REQUIREMENT: Each line of the data that includes "Unicode" must be copied.

SUPPLIED MATERIAL:
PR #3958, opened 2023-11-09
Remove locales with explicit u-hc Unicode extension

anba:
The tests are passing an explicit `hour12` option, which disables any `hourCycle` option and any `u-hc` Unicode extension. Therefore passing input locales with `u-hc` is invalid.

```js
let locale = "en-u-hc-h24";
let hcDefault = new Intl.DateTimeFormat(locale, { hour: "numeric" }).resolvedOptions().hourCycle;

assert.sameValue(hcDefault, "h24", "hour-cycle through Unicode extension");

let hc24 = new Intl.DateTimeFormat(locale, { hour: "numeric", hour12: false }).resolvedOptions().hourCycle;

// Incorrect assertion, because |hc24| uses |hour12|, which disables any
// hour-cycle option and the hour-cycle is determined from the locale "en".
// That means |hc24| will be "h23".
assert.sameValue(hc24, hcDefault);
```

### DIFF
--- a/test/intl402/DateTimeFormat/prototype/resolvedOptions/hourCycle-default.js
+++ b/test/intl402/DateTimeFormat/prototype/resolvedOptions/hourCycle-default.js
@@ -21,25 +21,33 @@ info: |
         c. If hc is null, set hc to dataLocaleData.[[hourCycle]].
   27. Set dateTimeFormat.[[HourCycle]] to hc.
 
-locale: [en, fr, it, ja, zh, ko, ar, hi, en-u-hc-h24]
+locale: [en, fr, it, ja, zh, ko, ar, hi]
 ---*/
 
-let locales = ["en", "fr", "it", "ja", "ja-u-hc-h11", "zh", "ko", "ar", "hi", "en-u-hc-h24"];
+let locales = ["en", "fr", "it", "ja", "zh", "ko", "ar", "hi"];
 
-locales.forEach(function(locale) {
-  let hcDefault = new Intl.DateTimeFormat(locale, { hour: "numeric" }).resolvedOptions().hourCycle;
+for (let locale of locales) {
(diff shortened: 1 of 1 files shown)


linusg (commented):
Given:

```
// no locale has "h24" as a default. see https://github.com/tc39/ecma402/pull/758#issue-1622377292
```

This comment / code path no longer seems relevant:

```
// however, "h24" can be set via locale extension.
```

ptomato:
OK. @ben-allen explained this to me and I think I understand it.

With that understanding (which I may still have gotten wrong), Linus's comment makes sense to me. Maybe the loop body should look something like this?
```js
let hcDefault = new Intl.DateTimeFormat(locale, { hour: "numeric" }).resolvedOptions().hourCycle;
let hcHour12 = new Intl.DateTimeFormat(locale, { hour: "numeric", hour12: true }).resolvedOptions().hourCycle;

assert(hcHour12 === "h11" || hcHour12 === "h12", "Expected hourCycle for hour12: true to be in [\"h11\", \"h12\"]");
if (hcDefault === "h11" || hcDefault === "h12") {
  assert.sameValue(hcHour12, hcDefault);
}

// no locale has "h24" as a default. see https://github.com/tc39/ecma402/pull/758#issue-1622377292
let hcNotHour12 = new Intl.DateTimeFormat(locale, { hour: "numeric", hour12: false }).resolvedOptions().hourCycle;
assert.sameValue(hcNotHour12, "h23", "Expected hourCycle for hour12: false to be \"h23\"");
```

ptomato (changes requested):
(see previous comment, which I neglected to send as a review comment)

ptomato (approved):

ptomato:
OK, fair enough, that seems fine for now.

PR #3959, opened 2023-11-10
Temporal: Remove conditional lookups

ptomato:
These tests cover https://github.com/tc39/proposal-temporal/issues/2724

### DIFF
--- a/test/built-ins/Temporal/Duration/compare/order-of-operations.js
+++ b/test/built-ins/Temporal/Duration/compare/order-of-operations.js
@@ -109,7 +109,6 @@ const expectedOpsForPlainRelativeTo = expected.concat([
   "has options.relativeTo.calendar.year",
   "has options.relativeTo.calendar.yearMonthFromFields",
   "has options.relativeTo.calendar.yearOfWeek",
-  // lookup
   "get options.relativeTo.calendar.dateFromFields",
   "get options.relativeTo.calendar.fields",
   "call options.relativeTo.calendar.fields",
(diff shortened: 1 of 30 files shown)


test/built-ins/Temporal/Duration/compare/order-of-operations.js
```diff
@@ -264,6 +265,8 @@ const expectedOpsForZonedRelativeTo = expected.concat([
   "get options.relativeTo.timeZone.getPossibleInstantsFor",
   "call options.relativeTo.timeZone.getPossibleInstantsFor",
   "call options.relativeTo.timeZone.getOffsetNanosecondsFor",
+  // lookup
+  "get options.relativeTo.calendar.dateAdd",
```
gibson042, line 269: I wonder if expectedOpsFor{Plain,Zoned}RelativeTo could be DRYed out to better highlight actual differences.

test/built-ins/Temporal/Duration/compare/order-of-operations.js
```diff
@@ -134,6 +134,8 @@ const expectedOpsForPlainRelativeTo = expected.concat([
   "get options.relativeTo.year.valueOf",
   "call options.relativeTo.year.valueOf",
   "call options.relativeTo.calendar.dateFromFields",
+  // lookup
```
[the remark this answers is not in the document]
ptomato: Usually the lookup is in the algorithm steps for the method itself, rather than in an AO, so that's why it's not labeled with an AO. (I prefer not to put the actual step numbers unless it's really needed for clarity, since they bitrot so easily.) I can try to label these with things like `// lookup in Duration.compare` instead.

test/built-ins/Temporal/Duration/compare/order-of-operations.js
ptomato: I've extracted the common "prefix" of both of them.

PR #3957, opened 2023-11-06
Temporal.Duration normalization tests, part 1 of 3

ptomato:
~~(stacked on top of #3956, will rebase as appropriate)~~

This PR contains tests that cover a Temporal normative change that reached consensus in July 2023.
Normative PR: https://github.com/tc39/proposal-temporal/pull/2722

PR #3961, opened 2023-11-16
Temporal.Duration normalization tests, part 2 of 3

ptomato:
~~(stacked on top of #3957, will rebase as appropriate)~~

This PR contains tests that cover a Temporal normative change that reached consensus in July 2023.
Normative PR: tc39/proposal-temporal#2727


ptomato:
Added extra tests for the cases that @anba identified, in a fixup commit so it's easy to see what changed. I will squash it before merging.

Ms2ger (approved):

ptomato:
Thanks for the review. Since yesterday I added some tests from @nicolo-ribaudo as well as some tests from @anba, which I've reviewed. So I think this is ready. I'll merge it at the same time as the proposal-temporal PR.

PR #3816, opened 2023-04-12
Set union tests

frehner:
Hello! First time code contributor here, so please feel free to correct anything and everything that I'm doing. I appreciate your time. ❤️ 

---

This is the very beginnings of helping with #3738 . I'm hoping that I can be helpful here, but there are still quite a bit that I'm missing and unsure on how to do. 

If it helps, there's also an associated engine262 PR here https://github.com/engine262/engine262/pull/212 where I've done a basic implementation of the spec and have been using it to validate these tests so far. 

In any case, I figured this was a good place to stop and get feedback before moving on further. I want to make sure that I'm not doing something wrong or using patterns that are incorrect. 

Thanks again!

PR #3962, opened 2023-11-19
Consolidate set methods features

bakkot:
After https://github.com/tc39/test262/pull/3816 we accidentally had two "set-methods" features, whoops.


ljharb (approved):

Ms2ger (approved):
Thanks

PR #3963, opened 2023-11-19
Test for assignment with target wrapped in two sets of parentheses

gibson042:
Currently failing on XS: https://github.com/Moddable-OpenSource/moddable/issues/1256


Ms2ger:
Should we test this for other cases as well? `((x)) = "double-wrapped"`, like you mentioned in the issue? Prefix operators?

ANSWER SECTION:
Remove locales with explicit u-hc Unicode extension
The tests are passing an explicit `hour12` option, which disables any `hourCycle` option and any `u-hc` Unicode extension. Therefore passing input locales with `u-hc` is invalid.
assert.sameValue(hcDefault, "h24", "hour-cycle through Unicode extension");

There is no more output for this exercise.